『非営利組織の経営』P.F.ドラッカー/ダイヤモンド社

印象に残った文(一部)

最古の非営利組織は日本にある。日本の寺は自治的だった。(p.ⅲ)

非営利組織は、人を変えたとき役割を果たす。(p.ⅷ)

しかし、そのようなリーダーシップこそが間違ったリーダーシップである。(p.2)

重要なことは強みによる成果である。なすべきもののうち、うまくいっているものをさらにうまく行わなければならない。(p.7)

リーダーとしての能力の第一が、人のいうことを聞く意欲、能力、姿勢である。
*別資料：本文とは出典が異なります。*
PR #346, opened 2026-09-01
Benchmark against writers that don't allocate per render

milanobrtlik:
The benchmarks render into a `strings.Builder` and call `Reset` between iterations. `strings.Builder.Reset` drops the underlying buffer rather than keeping it, so every iteration re-grows it from nil, and the reported numbers include the allocator work of the benchmark harness itself rather than just the library's.

`bytes.Buffer.Reset` keeps its capacity, which isolates the code under test. It's also closer to real usage, where output goes to a writer that isn't re-allocated per render.

`BenchmarkRealisticPage`, `-count=5`, go1.24.10, linux/amd64:

| | B/op | ns/op |
|---|---|---|
| construct and render | 342216 → 130325 (-62%) | 182366 → 145494 (-20%) |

(…)第二が、(…)自分の考えを理解してもらう意欲である。(…)第三が、言い訳をしないことである。(…)第四が、仕事の重要性に比べれば、自分などとるに足りないことを認識することである。(p.23)

これまで私は、ボランティアに行うべき仕事を教え、そのトレーニングを行い、必要な道具を与えるということをしないために、失敗したプログラムをたくさん目にしてきました。(p.36)

誰かが必ず「ありがとう。素晴らしい仕事をしていただきました」というのです。(p.38)

人がすでにもっているものを使って人を育てなければなりません。人を変えることはできません。(p.43)

今日求められている学校とは、十人中九人が行けなかった頃のものとは違う。(p.51)

自分たちは、誰にとって大事な存在になりたいかについて徹底して考えなければならないということです。(p.98)

イノベーションの戦略とは、最初の段階からこれらのプロセスを考え抜くことである。(p.112)

組織の構造が活動の実態に合わなくなった。であれば構造のほうを変えなければならない。(p.128)

この点に関しては日本から多くのことを学ばなければならない。彼らは決定の前に実行を組み込む。(…)このプロセスは恐ろしく遅く見える。(…)しかし日本では、ひとたび決定が行われるやもはや売り込む必要はない。翌日には全員が決定の意味を知り、動き始めている。(p.143‐144)

学校があげるべき成果は三つあると思います。第一は知識です。第二は社会的な能力です。第三は人としての成長です。残念ながら、これらの成果を評価測定できるところまではとうていきていません。(p.147)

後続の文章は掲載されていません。